Tungsten doping for stabilization of Li[Ni0.90Co0.05Mn0.05]O2 cathode for Li-ion battery at high voltage

Abstract

0.5-mol% and 1.0-mol% W-doped Li[Ni0.90Co0.05Mn0.05]O2 cathodes are synthesized by introducing W in the [Ni0.90Co0.05Mn0.05](OH)2 precursor stage. The W doping considerably improves the cycling stability at 2.7–4.3 V (96% at 100 cycles) and even at 4.4 V (94.5% at 100 cycles) with minimal reductions in the initial capacity (235 mA h g−1 at 4.4 V) of the 1.0-mol% W-doped. The superior chemical stability of the 1.0-mol% W-doped Li[Ni0.90Co0.05Mn0.05]O2 cathode is confirmed by an accelerated thermal aging test (storing of the highly delithiated cathode in the electrolyte at 60 °C). The observed improvement in the performance of the W-doped Li[Ni0.90Co0.05Mn0.05]O2 cathode is attributed mainly to bulk structure stabilization through the reduction in the internal strain, suppressing the detrimental formation of microcracks.
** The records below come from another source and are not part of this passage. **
PR #960, opened 2020-05-25
first pass at collapsible filters

nburt:
I changed the copy from show/hide to toggle to make the code simpler. I think it might need a little more ux love, especially on the embed page, before merge but putting it our there to get some feedback.


sass/give.scss
```diff
@@ -4,6 +4,14 @@
 @import "filter-styles";
 @import "breakpoints";
 
+.filter-collapse {
+  padding: 0.5rem 1rem;;
```
ngottlieb, line 8: I think it's a little confusing to have padding dependent solely on the order that the CSS is loaded here? I'd say either the CSS here should be more specific (nested under some `embed` specific class) or the `.filter-collapse { padding }` in `filter-styles.scss` should be moved to the main CSS since it's specific to that.

Also, you have two semicolons here.

public/i18n/en.json
```diff
@@ -18,6 +18,7 @@
   "ftm-accepting": "Accepting",
   "ftm-ppe-needed": "PPE needed",
   "ftm-facility-type": "Facility type",
+  "ftm-filter-toggle": "Toggle filter options",
```
ngottlieb, line 21: I feel like it could just say "Additional filters" or "Filters" and that the caret makes it obvious? Just personal preference though.

linderr: I agree the copy should err on the side of ELI5 than assume. Love the choice of "toggle" only concern is "Toggle additional filters" is a longish phrase and worried about mobile width.

What about just colloquial "Toggle more filters" (less characters than current)

Looks good on mobile:
image

linderr:
Embed map definitely needs more UX considerations lol. Will take a video to discuss on #dev b/c github doesn't allow video clip uploads 😞 

Looks good on top referral https://getusppe.org/give/ but most others have a double scroll-bar effect when filters are toggled/opened. Try on https://theppedrive.com/ppe-drive-listing the next top referral after GUP.

GUP has altered their own iframe script to this: 
**<iframe id="give-map" style="width: 100%; border: none; overflow-y: auto; opacity: 1; visibility: visible;" src="https://findthemasks-filters-v3-upehru.herokuapp.com/embed" allow="geolocation"></iframe>**

Let me know if anything should be adopted on our default embed scrip that non-dev outreach members share and troubleshoot with partnerships.

linderr:
Can we make the "X of Y Requests" larger font so it is more prominent? Perhaps almost to the same height as the search bar:
image

May moving the "Reset map & list" option to be right-aligned on the "Toggle filter options" line will look prettier 😃

public/i18n/en.json
nburt: I don't have a strong opinion on it, I choose "filter options" since that was in figma and dropped the "sort" part. If I had to choose I'd probably just go with "Toggle filters" but you tell me

nburt:
> Can we make the "X of Y Requests" larger font so it is more prominent? Perhaps almost to the same height as the search bar: 
> image
> 
> Maybe moving the "Reset map & list" option to be right-aligned on the "Toggle filter options" line will look prettier 😃

I can bump up the font size yeah. That's what I originally had and I changed it cause I think it looks weird with all the spacing not being aligned

image

Maybe if I also right align the requester counts?

image

public/i18n/en.json
linderr: "Toggle filters/Hide Filters" + caret sounds straight forward. Let's do that!

linderr:
Cool let me test out some embeds on mobile view

linderr:
To get around the double scroll bar issue, is the solution to ask external sites to embed at an iframe height of 1000px and then shorten the internal map height to... 750px-ish to accommodate for the height of the filters that may be revealed??? @nburt @ngottlieb

linderr:
toggle looks great on mobile! Way cleaner on the the default load and even open filters don't look clustered. "Reset map & list" would definitely fit on the "Toggle filter options" line on mobile
image

nburt:
> To get around the double scroll bar issue, is the solution to ask external sites to embed at an iframe height of 1000px and then shorten the internal map height to... 750px-ish to accommodate for the height of the filters that may be revealed??? @nburt @ngottlieb

just pushed a few more commits, try the new version once it deploys. I positioned the filters dropdown so that it doesn't push down content but just overlays on top of it. I think that should solve the double scrollbar issues

linderr:
Mobile looks awesome:
image

Desktop: what if we must made the Search bar longer to balance the empty space?
image

linderr:
Awesome yes, no more double scroll bars!

nburt:
Updated again, any thing else?

linderr:
Looks awesome! Thank you!!

4kbt:
These look awesome. Thank you!

PR #968, opened 2020-05-26
Close #966

### LINKED ISSUE #966: Remove ?hide-map=true param
It doesn't fully function right now, it's unused, and no one can imagine a use case for it. So let's get rid of it!

smattingly:


client/locations-list-map.js
```diff
@@ -1701,10 +1696,8 @@ $(() => {
 
     updateFilters(filters);
 
-    if (showMap) {
-      $map.show();
-      loadMapScript(data, filters);
-    }
+    $map.show();
```
nburt, line 1699: is this set to `display: none` by default? By removing this query param do we need that anymore?

smattingly: Good call. Inspired by that, I reworked handling of initial show vs. hide of several elements.

client/locations-list-map.js
```diff
@@ -1579,53 +1576,54 @@ function initMap(data, filters) {
...
-      const elem = document.documentElement;
-      if (elem.requestFullscreen) {
-        elem.requestFullscreen();
-      } else if (elem.mozRequestFullScreen) { /* Firefox */
-        elem.mozRequestFullScreen();
-      } else if (elem.webkitRequestFullscreen) { /* Chrome, Safari and Opera */
-        elem.webkitRequestFullscreen();
-      } else if (elem.msRequestFullscreen) { /* IE/Edge */
-        elem.msRequestFullscreen();
+  if (!isEmbed) {
```
smattingly, line 1579: @nburt The embed page does not show the map full screen control. Has this always been true, or did I remove it when I implemented the custom control? (Early on, I was just working with the home page and not really aware of the embed.)

nburt: hmm I hadn't noticed that, I'm guessing it was left out when you did the custom embed. Any idea why it isn't working there?

views/index.handlebars
```diff
@@ -89,7 +89,7 @@
           {{/if}}
         </div>
         <div id="map"></div>
-        <button id="customFullscreenButton" draggable="false" title="Toggle fullscreen view" type="button" style="display: none; background: none rgb(255, 255, 255); border: 0px; margin: 10px; padding: 0px; position: absolute; cursor: pointer; user-select: none; border-radius: 2px; height: 40px; width: 40px; box-shadow: rgba(0, 0, 0, 0.3) 0px 1px 4px -1px; overflow: hidden; top: 0px; right: 0px;">
+        <button id="customFullscreenButton" draggable="false" title="Toggle fullscreen view" type="button" style="background: none rgb(255, 255, 255); border: 0px; margin: 10px; padding: 0px; position: absolute; cursor: pointer; user-select: none; border-radius: 2px; height: 40px; width: 40px; box-shadow: rgba(0, 0, 0, 0.3) 0px 1px 4px -1px; overflow: hidden; top: 0px; right: 0px;">
```
nburt, line 92: does this just need to be added to give.handlebars to fix the embed fullscreen?

client/locations-list-map.js
ngottlieb: it's quite plausible I lost it when I did the UX2 redesign of the embed... whoops! sorry!

views/index.handlebars
smattingly: Yes, I think so. I just wasn't sure if the fullscreen was wanted on the embed.

Issue #959, opened 2020-05-25
Layer System Legend


linderr:
Increasing number of groups have various datasets (needs, makers, testing centres, case number, risk number, open/shelter-in-place policy status) who want to partner via a data "overlay/layer" system. Users shouldn't have to go to 6 websites for 6 datasets.

**Let's try this logic by just layering on our own Find the Maker data set onto the Find the Masks map, and vice versa.**

@awong-dev suggests: 
- on the Masks map, PPE needs should stay the primary dataset while the Makers is the secondary dataset
- on the Makers map, makers stay the primary dataset while PPE needs is the secondary dataset

Other notes:
- the X of Y counter should not include all datasets (only counts primary dataset Requests v. Groups)
- @ngottlieb thinks secondary datasets do not appear in left-hand list view
- @ngottlieb thinks secondary datasets only appear in map-view and you can click on them to trigger the pop-up info card
- clustering of second dataset should be uniformly one color #d9d9d9 grey
- upon zooming in, single pin resolution will show the following below

@sumitsekhri has suggested to keep the pin outline but use different iconography within the pin.
![image](https://user-images.githubusercontent.com/62862914/82782578-7bfc8200-9e11-11ea-9c68-4189131b9e3a.png)

Makers dataset using **gear icon** in pin. Resources: 
- https://materialdesignicons.com/icon/cog
- https://materialdesignicons.com/icon/cog-outline
- Correct yellow should be Find the Makers yellow #FDC276 (not pictured above)

Reference: sister FTM-FR site shows both needs and makers on one map.
![image](https://user-images.githubusercontent.com/62862914/82783343-1ad5ae00-9e13-11ea-8a86-9bdacd71de5f.png)
https://protegeons-nos-soignants.fr/carte-globale/

nburt:
@linderr a few questions:

1. Do we have the icon with the gear in it yet? What should the "hover" color be for makers? Do we assume that each dataset will have its own icon? (requester = regular, maker = gear, etc.)
2. Sounds like primary and secondary datasets should be clustered separately? Are they clustered as primary vs. secondary or is each dataset clustered separately?
3. @ngottlieb curious about the list-view. Why do you think secondary datasets should be excluded from that? Would it be confusing if you added a new dataset and the X of Y numbers don't change while the map does?
[...]

PR #969, opened 2020-05-27
Layers

nburt:
WIP for https://github.com/findthemasks/findthemasks/issues/959


public/images/markers/requester_marker_hover.svg
```diff
@@ -0,0 +1,7 @@
+<?xml version="1.0" encoding="UTF-8"?>
+<svg xmlns="http://www.w3.org/2000/svg" xmlns:xlink="http://www.w3.org/1999/xlink" width="31pt" height="31pt" viewBox="0 0 31 31" version="1.1">
+<g id="surface1">
+<path style=" stroke:none;fill-rule:nonzero;fill:rgb(76.862745%,21.960784%,18.039216%);fill-opacity:1;" d="M 15.5 2.582031 C 13.101562 2.582031 10.800781 3.535156 9.105469 5.230469 C 7.410156 6.925781 6.457031 9.226562 6.457031 11.625 C 6.457031 18.40625 15.5 28.417969 15.5 28.417969 C 15.5 28.417969 24.542969 18.40625 24.542969 11.625 C 24.542969 9.226562 23.589844 6.925781 21.894531 5.230469 C 20.199219 3.535156 17.898438 2.582031 15.5 2.582031 Z M 15.5 2.582031 "/>
```
linderr, line 4: Whoa.

linderr:
Just had another look - This is soo close to merging! Honestly, I think the legend as you've coded it is fine since it's only Makers +/- Masks datasets right now and logic works great. The design of the legend is not a block and can be revisited when we add other datasets :)

linderr:
Triggering the secondary layer on both Masks and Maker maps on/off at different zooms --- I noticed that due to the densities of PPE need requests and Maker Groups, they tend to cluster in the red and yellow ranges, respectively --- which gives it a vibe that red pins/clusters = needs & yellow pins/clusters = makers in a way that feels intuitive. 

If that's cool with you guys to make all needs clusters red and all makers clusters yellow, regardless of size, we can table second datasets being uniformly one color (#d9d9d9 grey) until we have to deal with more than 2 datasets?

linderr:
@ngottlieb can probably chime whether this would be sacrilegious in map cluster conventions as most maps look like they use different colour clusters to denote size of clusters lol

ngottlieb:
re: clustering, I agree with @linderr that it's a little bit confusing as of now but I don't think it's necessarily worth holding the release up. Ideally we could use different cluster icons for each dataset down the road...

nburt:
I updated the legend with the box-shadow.

Maybe we can do different shades of a single color for each dataset? requesters could be blue, makers orange, etc. I think light -> dark to denote higher concentration?

I don't think that'd be too hard to add. Do we think we need to hold off merge until that or should I release this and then add a follow up issue?

linderr:
The gradient idea sounds great! Let's just make that a separate issue so we can merge this one :)

Let's make it easy for ourselves and just match pin colour to the colour family of the clusters. 
needs = red pins and gradient of red cluster to denote density
makers = yellow/orangey pins and gradient of yellow/orangey clusters

Then as we add more datasets the convention can just be pin colour = cluster colour family instead of dreaming up colour combos every dataset :) 

I'll look for a hexcode resource where we can standardize the gradient to get ready! Excited!! Thanks for doing this @nburt !! 🎉

linderr:
This this the 600th closed PR!!! 🎉 
Thanks for doing this, looks great!

PR #970, opened 2020-05-27
Add ?id= param that zooms to requester marker

smattingly:


client/locations-list-map.js
```diff
@@ -1701,6 +1701,21 @@ $(() => {
...
+    if (id) {
+      const headers = result.values[1];
+      const rowIdIndex = headers.indexOf('row_id');
+      const latIndex = headers.indexOf('lat');
+      const lngIndex = headers.indexOf('lng');
+      const entry = result.values.find((element) => element[rowIdIndex] === id);
+      if (entry) {
+        searchParams.coords = `${entry[latIndex]},${entry[lngIndex]}`;
+      } else {
+        console.warn(`Found no row with id ${id}.`);
```
nburt, line 1715: @linderr @4kbt Do we have a "row_id" column for any country besides the US? If not can we add? It's been a while since I've added a column but I don't think it'd impact anything

client/locations-list-map.js
```diff
@@ -1701,6 +1701,21 @@ $(() => {
...
+    // Translate ?id= param to ?coords= param.
+    const { id } = searchParams;
+    if (id) {
+      const headers = result.values[1];
+      const rowIdIndex = headers.indexOf('row_id');
+      const latIndex = headers.indexOf('lat');
+      const lngIndex = headers.indexOf('lng');
+      const entry = result.values.find((element) => element[rowIdIndex] === id);
+      if (entry) {
+        searchParams.coords = `${entry[latIndex]},${entry[lngIndex]}`;
```
nburt, line 1713: I noticed that for some ids it isn't zoomed in enough, e.g. https://findthemasks-zoommarker-hd7grj.herokuapp.com/?id=5021 displays 93 total markers.

For that one specifically adding zoom=15 solves this, do you think we should just add that in for each "id" param? There might be a better way using the maps api or we could try and click on the marker / highlight it to distinguish but I think we'll also need some zoom since the above request is far enough out that there are some clusters too

smattingly: For some reason, it's not the same result as [manually using the coordinates](https://findthemasks-zoommarker-hd7grj.herokuapp.com/?coords=33.5940329,-117.726433). That's better, but still not good.

You all have good `zoomToMarker` logic, I saw no easy way to get the marker to zoom to. Suppose I can search the collections for it. I'm a little fuzzy on the primary, secondary, other marker collections.

nburt: weird... what do you think about shipping as is? We still do have the zoom param so that partners could add that on top of the id if they feel like it isn't zooming to their liking

smattingly: I've already taken a different approach to use `zoomToMarker`. It's functional and I'm working out kinks (like why isn't the marker centered).

smattingly: It's now working with `zoomToMarker`. At the moment, the locations list is built *3 times* on page load of `?id=`  URLs, but I believe it might be easier to fix that when these changes meet up with my changes in PR #968.

client/locations-list-map.js
linderr: I don't think so - I can go through all non-US datasets and add tonight

client/locations-list-map.js
linderr: @smattingly does location list loading 3 times mean that /reloadsheetdata is being called 3 times? We have seen a spike in map API $ coming from /reloadsheetdata/ the last week and have been trying to figure out why! @nburt

smattingly: Not unless there's some linkage I'm unaware of, @linderr. I first touched this maybe 36 hours ago.

nburt: no we wouldn't be calling reloadsheetdata from anywhere here, it's only called manually or by sheets trigger every 10 minutes

PR #978, opened 2020-05-28
Investigating final link on Who? Makers FAQ

linderr:


ngottlieb:
@linderr this doesn't quite resolve the problem, the problem is in `en.json` -- the text in the template only ever comes through if `en.json` doesn't have a matching key (or if our i18n javascript breaks).

the issue is at the end of that line: `They are also collating <a href=\"https://www.nationofmakers.us/covid-19-maker-response\"resources for makers responding to COVID-19</a>."` doesn't actually close the opening <a> tag. So you just need to add `>` after the URL. https://github.com/findthemasks/findthemasks/blob/master/public/i18n/en.json#L255

linderr:
oi - I skimmed that line like 3 times and didn't catch it!!
A volunteer saw it on our main site so apparently it's been like this for weeks lol!

linderr:
waiting for deployment for final check then merging - thank you!

PR #982, opened 2020-05-28
add zoom icon tooltip

### LINKED ISSUE #980: Add "tool tip" hover to Zoom To icon
@ngottlieb started us off by coded the "Zoom to" function to allow navigation from the left-hand side list to locate an exact listing on the map view.

As we add more functionality like @smattingly's ?id= param or "shopify" features on embed, we will likely add more icons next to Nick's magnifying glass and people need a primer on what each one does.

Let's add "tool tips" when people over on icons in this style:
image
- magnifying icon text (masks): "zoom to request"
- magnifying icon text (makers): "zoom to maker"
- bg colour is #767171

a resource that supposedly adapts to any size view port (mobile-friendly): https://osvaldas.info/elegant-css-and-jquery-tooltip-responsive-mobile-friendly

ngottlieb:
resolves #980 

might want to broaden the code a little bit in the next iteration when we add more icons with tooltips. But the Bootstrap tooltip / click event weirdness makes that harder / more annoying.


linderr:
Looks great!
Is it possible to include if /makers "zoom to maker" and if / "zoom to request" for internationalization?

I see here it's "zoom to marker" on both websites --- ideally text also goes through Smartling so if i'm hovering in another language it will display the tooltip in other languages.

Marker might be translated to a fat pen, or a person who grades, or a marker as you intended :)

ngottlieb:
I was just matching the the `aria-label` (accessibility) terminology we used. But I see your point, and also realize it should i18n and doesn't right now so I'll do that.

ngottlieb:
@linderr (cc: @nburt) added i18n for requesters/makers plus a default i18n string for "other" datasets. Just waiting for smartling.

linderr:
You're not an idiot!

linderr:
Latest deployment looks great. The tooltip you chose looks super cute!! --- also checked on embed and I think something like this will really begin to shift the choice between map-only and map+list view for the embed maps moving forward!! Whenever you feel good about it please merge and i'll train the outreach folks on this new narrative 👍 thank you!!

PR #483, opened 2021-08-19
Make /blobs/digest/ support SHA256

### LINKED ISSUE #468: blobs_digest_create (AKA POST /blobs/digest) - support 'dandi:sha2-256' algorithm
pretty much a replacement for a closed #135 , so let me answer @waxlamp question

> @yarikoptic can you clarify whether this is still needed? It sounds like you are asking for a content-addressable store for the blobs, but I'm not clear on why accessing a dandiset's asset blobs via asset IDs is a problem.

it is desired to provide user convenience and ability to integrate with external services (such as https://github.com/flatironinstitute/kachery) which operate based on a commonly used (unlike dandi-etag) sha256 checksum.

For some reason I thought that we already support fetching blobs by sha256 (well -- #135 was closed ;-)), so I desperately tried to get a blob while trying different "sha256" algorithm specifications, but then looked into the code: https://github.com/dandi/dandi-api/blob/master/dandiapi/api/views/upload.py#L80 

```python
    if request_serializer.validated_data['algorithm'] != 'dandi:dandi-etag':
        return Response('Unsupported Digest Algorithm', status=400)
```
to realize that it is not the case. It is not urgent, but I think because AFAIK we do have sha256 stored for blobs we should make it possible to request a blob by its sha256.

jwodder:
Closes #468.

### DIFF
--- a/dandiapi/api/views/upload.py
+++ b/dandiapi/api/views/upload.py
@@ -70,7 +70,7 @@ class UploadCompletionResponseSerializer(serializers.Serializer):
 @swagger_auto_schema(
     method='POST',
     operation_summary='Fetch an existing asset blob by digest, if it exists.',
-    operation_description=f'Supported digest algorithms: {", ".join(supported_digests.keys())}',
+    operation_description=f'Supported digest algorithms: {", ".join(supported_digests)}',
     request_body=DigestSerializer(),
     responses={200: AssetBlobSerializer()},
 )
--- a/dandiapi/api/views/upload.py
+++ b/dandiapi/api/views/upload.py
@@ -83,7 +83,7 @@ def blob_read_view(request: Request) -> HttpResponseBase:
     algorithm = request_serializer.validated_data['algorithm']
     if algorithm not in supported_digests:
         return Response(
-            f'Unsupported Digest Algorithm. Supported: {", ".join(supported_digests.keys())}',
+            f'Unsupported Digest Algorithm. Supported: {", ".join(supported_digests)}',
             status=400,
         )
     digest = request_serializer.validated_data['value']
--- a/dandiapi/api/views/upload.py
+++ b/dandiapi/api/views/upload.py
@@ -19,7 +19,7 @@ from dandiapi.api.models import AssetBlob, Upload
 from dandiapi.api.tasks import calculate_sha256
 from dandiapi.api.views.serializers import AssetBlobSerializer
 
-supported_digests = ('dandi:dandi-etag',)
+supported_digests = {'dandi:dandi-etag': 'etag', 'dandi:sha2-256': 'sha256'}
 
 
 class DigestSerializer(serializers.Serializer):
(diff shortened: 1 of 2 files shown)


dandiapi/api/views/upload.py
```diff
@@ -70,7 +70,7 @@ class UploadCompletionResponseSerializer(serializers.Serializer):
 @swagger_auto_schema(
     method='POST',
     operation_summary='Fetch an existing asset blob by digest, if it exists.',
-    operation_description=f'Supported digest algorithms: {", ".join(supported_digests)}',
+    operation_description=f'Supported digest algorithms: {", ".join(supported_digests.keys())}',
```
yarikoptic, line 73: AFAIK .keys() aren't needed here
```
$> python3 -c 'print(",".join({"1":2, "a":"b"}))'
1,a
```
which allows for a more "generic programming" (e.g. if `supported_digests` where just a tuple or a list of those supported).

```suggestion
    operation_description=f'Supported digest algorithms: {", ".join(supported_digests)}',
```

dandiapi/api/views/upload.py
```diff
@@ -80,14 +80,15 @@ class UploadCompletionResponseSerializer(serializers.Serializer):
 def blob_read_view(request: Request) -> HttpResponseBase:
     request_serializer = DigestSerializer(data=request.data)
     request_serializer.is_valid(raise_exception=True)
-    if request_serializer.validated_data['algorithm'] not in supported_digests:
+    algorithm = request_serializer.validated_data['algorithm']
+    if algorithm not in supported_digests:
         return Response(
-            f'Unsupported Digest Algorithm. Supported: {", ".join(supported_digests)}',
+            f'Unsupported Digest Algorithm. Supported: {", ".join(supported_digests.keys())}',
```
yarikoptic, line 86:
```suggestion
            f'Unsupported Digest Algorithm. Supported: {", ".join(supported_digests)}',
```

yarikoptic (commented):
just a minor comment on AFAIK not needed portion of the diff

dandiapi/api/views/upload.py
```diff
@@ -80,14 +80,15 @@ class UploadCompletionResponseSerializer(serializers.Serializer):
 def blob_read_view(request: Request) -> HttpResponseBase:
     request_serializer = DigestSerializer(data=request.data)
     request_serializer.is_valid(raise_exception=True)
-    if request_serializer.validated_data['algorithm'] not in supported_digests:
```
yarikoptic, line 83: per discussion in #483 let's support both `GET` and for just awhile "good old" `POST`. Depending on how that to be implemented "the best djangowy way" (@dchiquito ?) , `operation_summary` for `POST` can state that it is `DEPRECATED! Use GET instead`

dchiquito: I just tried to implement it and it turns out that GET requests do not have request bodies, which is what is being used here to send in the algorithm and value. Updating to use query parameters would be outside the scope of this PR, so I vote we file an issue and handle it later.

dchiquito (approved):

dandiapi/api/views/upload.py
yarikoptic: Isn't for GET it should just be provided in  request header?

dandiapi/api/views/upload.py
yarikoptic: @jwodder this was another similar point on keys

yarikoptic:
Ok, @dchiquito approved. Tests are green. Let's proceed. Thank you @jwodder @dchiquito

PR #484, opened 2021-08-19
Make `DEBUG` setting configurable w/ env var in development

mvandenburgh:
The Django debug toolbar interferes with the puppeteer e2e tests in the dandiarchive repo. This PR allows the `DEBUG` setting to be optionally configured via an environment variable. This only affects development.


mvandenburgh:
I think I was wrong about this, the tests looked like they were clicking the debug toolbar for me locally but they seem to be working fine in CI.

PR #487, opened 2021-08-20
Add create_dev_dandiset script

### LINKED ISSUE #287: Figure out dev dandiset data provisioning
Some options:

* Write dev script to create corresponding dandiset for an existing production dandiset, then pull in dandi-cli as dev dependency and upload it
* Write dev script without dandi-cli dev dependency (need to upload manually)
* Add dev upload option to dandi-cli

dchiquito:
I decided to manually create the test data because the only alternatives I could think of involved dandi-cli, which is a new dependency and is subject to API changes.

If we ever change the structure of anything, the test should catch it.

Fixes #287

### DIFF
--- a/dandiapi/api/management/commands/create_dev_dandiset.py
+++ b/dandiapi/api/management/commands/create_dev_dandiset.py
@@ -1,0 +1,69 @@
+from uuid import uuid4
+
+from django.conf import settings
+from django.contrib.auth.models import User
+from django.core.files.uploadedfile import SimpleUploadedFile
+import djclick as click
+
+from dandiapi.api.models import Asset, AssetBlob, Dandiset, Version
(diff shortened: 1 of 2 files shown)


mvandenburgh (commented):
Does `foo/bar.txt` appear correctly for you in the file browser after running this? the `foo/` folder shows up correctly for me, but it appears as empty:

Screenshot from 2021-08-20 12-50-50

dchiquito:
@mvandenburgh great catch, the asset path incorrectly started with `/` which breaks some assumptions the API makes.

There is now an error downloading the asset, but it looks like that is because of a change in the minio storage internals. I'll fix that in a later PR.

mvandenburgh (approved):
> There is now an error downloading the asset, but it looks like that is because of a change in the minio storage internals. I'll fix that in a later PR.

Sounds good, in that case this LGTM.

PR #488, opened 2021-08-20
Fix dev Minio environment

dchiquito:
Previously `base_url` was only set when `MINIO_STORAGE_MEDIA_URL` was
set, and canibilized the netloc from `MINIO_STORAGE_MEDIA_URL`. This
makes it impossible to sign asset download URLs in development where
`MINIO_STORAGE_MEDIA_URL` is not set and Minio is used.

I believe the latest major Minio release https://github.com/minio/minio/releases/tag/RELEASE.2021-07-08T01-15-01Z updated the minio console (which looks very snazzy now) to use a different port from the Minio API, so `docker-compose.yml` needs to be updated to use it.

I filed https://github.com/girder/cookiecutter-girder-4/issues/155 in the cookiecutter to fix it upstream.


mvandenburgh (approved):
This looks sane to me, and it does allow me to download files again in my local environment. 

I'm not well-versed in MinIO usage though so maybe you want to wait until @brianhelba takes a look (or maybe not, since this only affects dev environments). Either way I'll approve since it doesn't affect anything in production or staging.

PR #489, opened 2021-08-20
Fix user search in dev environments

mvandenburgh:
User search doesn't work in local deployments because it only considers `SocialAccounts` (which local environments don't use). This adds an additional query that searches all `User` objects too; the query is conditionalized so it only runs when the `SocialAccount` search returns no results (otherwise there would be duplicates between the `User` and `SocialAccount` objects).

This also allows the E2E tests to test adding an owner to a dandiset, which will hopefully prevent that feature from breaking again.

### DIFF
--- a/dandiapi/api/views/users.py
+++ b/dandiapi/api/views/users.py
@@ -2,6 +2,7 @@ from __future__ import annotations
 
 from allauth.socialaccount.models import SocialAccount
 from django.contrib.auth.models import User
+from django.db.models import Q
 from django.http.response import HttpResponseBase
 from drf_yasg.utils import swagger_auto_schema
 from rest_framework.decorators import api_view, parser_classes, permission_classes
@@ -77,6 +78,17 @@ def users_search_view(request: Request) -> HttpResponseBase:
 
     social_accounts = SocialAccount.objects.filter(extra_data__icontains=username)[:10]
     users = [social_account_to_dict(social_account) for social_account in social_accounts]
+
+    # Try searching Django's regular `User`s if there aren't any results.
+    # This allows this feature to work in development without having to conditionalize
+    # code based on the type of deployment.
+    if not users:
+        users = [
+            user_to_dict(user)
+            for user in User.objects.filter(username__icontains=username).filter(
+                ~Q(username='AnonymousUser')
+            )[:10]
+        ]
 
     response_serializer = UserDetailSerializer(users, many=True)
     return Response(response_serializer.data)


dandiapi/api/views/users.py
```diff
@@ -78,5 +78,15 @@ def users_search_view(request: Request) -> HttpResponseBase:
     social_accounts = SocialAccount.objects.filter(extra_data__icontains=username)[:10]
     users = [social_account_to_dict(social_account) for social_account in social_accounts]
 
+    # Try searching Django's regular `User`s if there aren't any results.
+    # This allows this feature to work in development without having to conditionalize
+    # code based on the type of deployment.
+    if len(users) == 0:
```
dchiquito, line 84:
```suggestion
    if not users:
```
Apparently this is more pythonic https://stackoverflow.com/a/53522

dandiapi/api/views/users.py
```diff
@@ -78,5 +78,15 @@ def users_search_view(request: Request) -> HttpResponseBase:
...
+        users = [
+            user_to_dict(user)
+            for user in User.objects.filter(username__icontains=username)[:10]
+            if user.username != 'AnonymousUser'
```
dchiquito, line 88:
```suggestion
            for user in User.objects.filter(username__icontains=username).filter(~Q(username='AnonymousUser'))[:10]
```
You will also need `from django.db.models import Q`

dandiapi/api/views/users.py
mvandenburgh: Changed it

dandiapi/api/views/users.py
mvandenburgh: Changed it

dandiapi/api/views/users.py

Moreover, the spinel-like phase on the periphery of the primary particles acts as a buffer to protect the particle interior from the electrolyte attack. The applicability of the 1.0-mol% W-doped Li[Ni0.90Co0.05Mn0.05]O2 cathode for a high-energy-density Li-ion battery for electric vehicles is partially verified as it maintains 89% of its initial capacity after 500 cycles in a full-cell cycled at a high voltage of 4.3 V (vs. graphite), compared to the value of only 60% for the pristine cathode.